📖 Readme: How to see my language on Common Voice

Hi @jumasheff I consulted with our legal team to make sure I was giving you the best answer and they let me know that CC0 is a dedication to the public domain (to the maximum extent possible). In fact, the license is called “Public Domain Dedication.” Let me know if you have any specific questions about this or would like further clarification.

1 Like

I want to note that we have just launched the sentence collection tool

In Spanish we have collected enough sentences and reviewed them and translated the website, but the language is still not enabled for voice recording. When will Spanish be enabled for voice recording?

That’s awesome to hear! Atm I still have to run a script & redeploy to make a language available. I’ll try to get that done this week.

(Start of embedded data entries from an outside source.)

PR #3220, opened 2018-01-22
long was removed in Python 3 (en masse)

cclauss:
__long__ was [removed](https://docs.python.org/3/whatsnew/3.0.html#integers) from Python 3 in favor of __int__.

@nealwu Like we did for __xrange()__ in #3206 but this time for the builtin type __long__.

### DIFF
--- a/research/object_detection/dataset_tools/create_oid_tf_record.py
+++ b/research/object_detection/dataset_tools/create_oid_tf_record.py
@@ -42,11 +42,6 @@ import tensorflow as tf
 from object_detection.dataset_tools import oid_tfrecord_creation
 from object_detection.utils import label_map_util
 
-try:
-    long        # Python 2
-except NameError:
-    long = int  # Python 3
-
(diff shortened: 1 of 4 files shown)


research/object_detection/dataset_tools/create_oid_tf_record.py
```diff
@@ -42,6 +42,11 @@
 from object_detection.dataset_tools import oid_tfrecord_creation
 from object_detection.utils import label_map_util
 
+try:
+    long        # Python 2
+except NameError:
+    long = int  # Python 3
+
```
nealwu: Could we solve this by just using `int` instead of `long` in the code below? I checked [the documentation for `int`](https://docs.python.org/2/library/functions.html#int), and it states, "If the argument is outside the integer range, the function returns a long object instead."

cclauss: Very nice!  You learn something new every day.  I will make it so.

PR #3231, opened 2018-01-24
file() was removed in Python 3 (en masse)

cclauss:
@nealwu The general advise is http://python-future.org/compatible_idioms.html#file but my sense is that just replacing __file()__ with __open()__ is OK for these use cases.  Your thoughts?


nealwu:
Jenkins, test this please.

nealwu:
Jenkins, test this please.

PR #3256, opened 2018-01-26
Use nightly TensorFlow docker image for tests

karmel:
As per new release strategy.


nealwu:
Is there a way we can test both the nightly and the latest stable version? We wouldn't want to stop testing the latest stable version and end up with it breaking.

karmel:
We should be able testing for the release + stable TF, though in theory that should be stable. Probably better to do that in the new testing system directly, rather than in Jenkins.

karmel:
@tensorflow-jenkins: test this please

PR #3257, opened 2018-01-26
MNIST multi-GPU, take 3

karmel:
Reopening this now that tests are against nightly TF.


karmel:
@nealwu @k-w-w This should be the same diff previously merged, but now with the tests passing. Should not require more than a once-over.

Issue #3239, opened 2018-01-24
create_kitti_tf_record.py


PythonImageDeveloper:
hi
when i run this code , convert kitti to tfrecord , i get this error : 
#################################
python3 dataset_tools/create_kitti_tf_record.py \
>         --data_dir=kitti \
>         --output_path=kitti.record
Traceback (most recent call last):
  File "dataset_tools/create_kitti_tf_record.py", line 65, in <module>
    tf.app.flags.DEFINE_list('classes_to_use', ['Car', 'Pedestrian' , 'DontCare'],
AttributeError: module 'tensorflow.python.platform.flags' has no attribute 'DEFINE_list'
#############################################
data_dir=kitti is my dataset , which in this folder is training  and labels . 
what is this error ? 
in folder data : kitti_label_map.pbtxt 
item {
  id: 1
  name: 'Car'
}

item {
  id: 2
  name: 'Pedestrian'
}

item {
  id: 3
  name: 'DontCare'
}

SamDon87:
Change the Line 
tf.app.flags.DEFINE_list to
tf.app.flags.DEFINE_string
in dataset_tools/create_kitti_tf_record.py

tatatodd:
Please provide details about what platform you are using  (operating system, architecture). Also include your TensorFlow version. Also, did you compile from source or install a binary?  Make sure you also include the exact command if possible to produce  the output included in your test case. If you are unclear what to include  see the issue template displayed in  [the Github new issue template](https://github.com/tensorflow/tensorflow/issues/new).

 We ask for this in the issue submission template, because    it is really difficult to help without that information. Thanks!

zeynali:
Ubuntu 16.04
Tensorow 1.4 binary

zeynali:
I also some question :
When i used 3 id in the kitti–label-map.pbtxt, so this be trained only 3 class automatically or be needed to change some modification in some files?

tatatodd:
What is the full stack trace of the error?

zeynali:
thanks for SamDon87 ,
i Change the line , my problem is ok.
tf.app.flags.DEFINE_list to
tf.app.flags.DEFINE_string
in dataset_tools/create_kitti_tf_record.py

i have question also ,
[...]

PR #3271, opened 2018-01-30
There is no DEFINE_list in public tensorflow

kibergus:
Here is a patch to deal with missing DEFINE_list #3239


kibergus:
I signed it!

PR #3278, opened 2018-01-31
Removed unused regularization ops

frreiss:
While using this file as a starting point for some other work, I noticed some redundancy in the regularization code. The fourth argument to `_variable_with_weight_decay()` is supposed to be `None` for variables with no regularization. Instead the script uses the value `0.0`, which results in the creation of some regularization losses that are always zero. This PR changes those `0.0`'s to `None`'s.

After this change, training runs about 2% faster, and the checkpoint files are a tiny bit smaller. The script's behavior is otherwise unchanged.


karmel:
@tensorflow-jenkins: test this please

PR #3301, opened 2018-02-02
Merge Resnet files

karmel:
As per discussion in #3216 , merging resnet_shared and resnet_model into a single module.


karmel:
Thanks-- Cifar does indeed converge, and Imagenet at least runs without trouble. Merging...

Salute! Pote io traducer iste communication in interlingua? Gratias. Vos pote responder in: anglese, italiano, espaniol, francese o portugese. Gratias.

1 Like

A post was split to a new topic: Add tamazigh language

2 posts were merged into an existing topic: Hindi locale

Since the bn-Wikipedia scraping is on hold for the rust-punkt issue. Meanwhile, I would like to know about the legality of using sentences from other public domain sources for the mainly for the Bengali languge such as:


which may be a bit problematic legally but the quality of the data is good in the sense that its scrapped from the web hence contains actual coloquial language. And this corpus contains data for most languages.

The other is
https://cse.iitkgp.ac.in/~pabitra/shruti_corpus.html

this is another CC0 data set collected by a university to help evaluation of automatic speech recognition systems. Hence can be a good validation data set.

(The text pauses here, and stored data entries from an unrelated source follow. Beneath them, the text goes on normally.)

PR #3314, opened 2018-02-03
lfads: Adding do_train_readin option allowing fixed readin matrices

djoshea:
Affects research/lfads. @sussillo 

1. For stitched models, the readin matrices and bias vectors are initialized to the
"alignment" matrix and bias specified in each dataset's .h5 file. If do_train_readin is
True, these will be trainable, and if not, they will be fixed.
2. Initializing readout matrices to readin transpose rather than pseudoinverse.
3. Fixes flag parsing issues with ints vs floats

### DIFF
--- a/research/lfads/lfads.py
+++ b/research/lfads/lfads.py
@@ -366,11 +366,11 @@ class LFADS(object):
       if datasets and 'alignment_matrix_cxf' in datasets[name].keys():
         dataset = datasets[name]
         if hps.do_train_readin:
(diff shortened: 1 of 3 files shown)


sussillo:
A few changes to support stitching of multiple sessions.  Primarily, we noticed that matrix transpose was empirically better than pinv() for initializing the output factors matrix from the input factors matrix.

sussillo:
Jenkins, test this please.

PR #7370, opened 2019-08-02
add an encoder mode for BertModel which returns all layers.

saberkun:
261393597  by hongkuny<hongkuny@google.com>:
    
    add an encoder mode for BertModel which returns all layers.
    
--


saberkun:
Hmmm, the lint is actually wrong....

PR #7383, opened 2019-08-05
[ResNet / NCF] Test force V1 path and allow V2 path as default 

tfboyd:


tfboyd:
@guptapriya  @isaprykin   Need this kind of fast so we can test.  I see some small naming issues, if you can check it out ASAP that would be great.  I hope to run some tests tonight.  I can run on the branch repo obviously as well.  Thank you if you have time.

tfboyd:
ERROR: test_train_2_gpu_fp16 

The rest of the persubmit errors are already fixed.  I am going to run some perf tests standalone first given the impact of this change.

tfboyd:
https://data.corp.google.com/sites/q1l099kp62mc/home/?f=model:in:resnet50_v1_5&f=accel_cnt_2:in:1&f=days_old:bt:0,14&f=build_label:in:custom-manual&f=label:in:prod,tobyboyd&f=dtype:in:fp32&f=xla:in:N

Reverse looks good. The force V1 path is slower as expected, a bit pointless but let it run for now.

PR #7390, opened 2019-08-06
[ResNet56] Metric fixed back to categorical_accuracy.

tfboyd:


tfboyd:
Transformer FP16 still broken. If my day had gone better I might have disabled it.  :-)

PR #7391, opened 2019-08-06
Add non-CuDNN LSTM option and PerfZero benchmarks.

robieta:


robieta:
Thanks. Looks like the test failures are related to the tf build rather than this PR, so I'm going to merge as is. (The git version of the two marshmallow test must surely be submit with the dull grey button or wait for the shiny green button. And clearly I'm in the former camp...)

PR #7402, opened 2019-08-07
Fix fp16 Transformer model.

reedwm:
Also, do Transformer inference in fp16, as well as training, when --dtype=fp16. In TF 2, layers now cannot run in multiple different dtypes, so we must use the same dtype for training and inference.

OSCAR was actually already suggested in the past, but for legal reasons a decision has been made not to utilise it. See Using OSCAR corpus sentences . I would have to invest a bit more time into checking the second source you provided to be able to provide some valid input regarding that, but at first glance it seems more like an already complete unrelated voice dataset, and not like a great source of sentences for common voice.

Yeah its an already completed dataset. Can’t it be used as a test data set?

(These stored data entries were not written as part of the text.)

PR #7436, opened 2019-08-13
NCF fp16 TF1.x support

nnigania:
adding support for fp16 using the TF1.x API


official/recommendation/ncf_keras_main.py
```diff
@@ -355,8 +359,12 @@ def step_fn(features):
             softmax_logits,
             sample_weight=features[rconst.VALID_POINT_MASK])
         loss *= (1.0 / params["batch_size"])
+        if FLAGS.dtype == "fp16":
```
guptapriya: does this support fp16 only in the CTL path? 
or does wrapping the optimizer change this for the compile/fit version too?

official/recommendation/ncf_keras_benchmark.py
```diff
@@ -277,6 +278,16 @@ def benchmark_xla_1_gpu_ctl_mlperf_like(self):
     FLAGS.train_epochs = 7
     self._run_and_report_benchmark_mlperf_like()
 
+  def benchmark_xla_1_gpu_ctl_fp16_mlperf_like(self):
```
guptapriya: also a benchmark without XLA but with fp16?

official/recommendation/ncf_keras_main.py
```diff
@@ -259,6 +260,9 @@ def run_ncf(_):
           beta_1=params["beta1"],
           beta_2=params["beta2"],
           epsilon=params["epsilon"])
+      if FLAGS.dtype == "fp16":
+        optimizer = tf.compat.v1.train.experimental.enable_mixed_precision_graph_rewrite(
```
guptapriya: are we planning to add the new keras way of doing this afterwards? if yes, how will we distinguish which approach to use from the flags? what mechanism do we use in the other mdoels?

nnigania: once the tf2.0 API for fp16 is done, we will start using that. Other models use the same flag and same technique for fp16. See: official/transformer/transformer_main.py, official/r1/resnet/resnet_run_loop.py

official/recommendation/ncf_keras_benchmark.py
nnigania: sure, will add that I did not wanted to add them gradually. But I can add it now as well.

official/recommendation/ncf_keras_main.py
nnigania: This should support both (havent tested comp/fit yet). As compile/fit does not do any special gradients calculation we dont need to do any manual loss scaling that we are doing in the CTL version which uses gradient.tape()

nnigania: just tested compile/fit and it work with this API as well.

nnigania:
@guptapriya please let me know if the changes look good or I need to make more changes.

official/recommendation/ncf_keras_main.py
guptapriya: hm, i still don't understand why CTL needs the loss scaling but in compile fit we don't ?

nnigania: https://www.tensorflow.org/api_docs/python/tf/train/experimental/enable_mixed_precision_graph_rewrite
If we use "opt.minimize() or opt.compute_gradients()" to compute gradients which compile/fit does internally, then the optimizer does the loss scaling for us. But if we use Tf.GradientTape like in CTL to compute gradients, then we need to do the scaling manually.

PR #7461, opened 2019-08-16
 Adding TF2.0 support in an older commit for Wide and Deep

ashraf-bhuiyan:
Adding support of TF 2.0 to and older commit.


saberkun:
Hi, it conflicts with current master.
Could you resolve them?
Thank you for taking care of the symbol changes.

PR #7470, opened 2019-08-19

yongzhe2160:
263863588  by yongzhe:

    Fix a bug that the SetExternalContext for EdgeTPU wasn't called when initializing LSTD client.

--
263370193  by yongzhe:

    Internal change.

--

PiperOrigin-RevId: 263863588


yongzhe2160:
Reverted that change.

Sure it can, but it should not become part of common voice. You can link to it from common voice, but including the data into common voice would only cause confusion and potentially data duplication for multi-dataset applications.

@Adrijaned Is wikisource a good source ? I see that public domain means different in different countries, Can you clarify if the text is public domain in US can be used for common voice ? This can be a good source, https://bn.wikisource.org/wiki/লেখক:রবীন্দ্রনাথ_ঠাকুর but adding them manually through sentence collector will be a huge work :confused:

WikiSource can be a good source, and I agree that manually pulling sentences from there is tedious (been there, done that). If you could make a script to automatically extract viable sentences from WikiSource, then those could in theory go through the same validation process as Wikipedia extractions. So, if you can make such a script to go through wikisource and extract viable sentences one per line into a new file, then go ahead and we will sort something out later. Otherwise, writing such script will take a fair bit of effort and time from other people involved, so it could very well still be a long while until that gets done. Have you though about getting a Wikipedia extraction for bengali done in the meantime instead? That one is somewhat functional and should be significantly less effort. (https://github.com/Common-Voice/cv-sentence-extractor)

Let me try out the wiki extractor once more, seems like there is a fix for sentence terminator, will let you know the results in couple of days

As you can see from the discussions here the issue is that the rust-punk tokenizer is not even trained for languages like Bengali, it falls back to English for tokenizing, as explained by @Arijit_Mukherjee before. Until and unless a new tokenizer is introduced with wider support Wikipedia extraction for most languages seems like a futile exercise. I don’t think the addition of a choice of punctuation character will solve all problems.

Did all of that back in 2018 and still waiting to get a response from the moderators.

1 Like

Actually we have a lot of books from really famous writers(read Nobel laureates) that are in public domain. As I explained before their works are made public by the Indian govt 60 years after their death. Those works are present in archive.org. Can you do a bulk dump after going through the statistical quality check guidelines? And @heyhillary can you make a read me thread seperately for Bangla. Otherwise this is gonna get geared towards one language.

Yeah - I can would you be happy to be the moderator for Bangla sub-thread on discourse ?

Yes that would be great! Thank you. And if you have a moderator guidelines, please let me know.

Hey Mainak, I’ve requested getting a Bengali/Bangal subthread for discourse and will update you when it’s available.

Also this information has been also added to the Common Voice Platform on the About Page. Bengali isn’t fully localised: https://commonvoice.mozilla.org/bn/about

If you would be happy to localise this page please create a pontoon account -> then localise via this link https://pontoon.mozilla.org/bn/common-voice/

If you have any questions please let me know.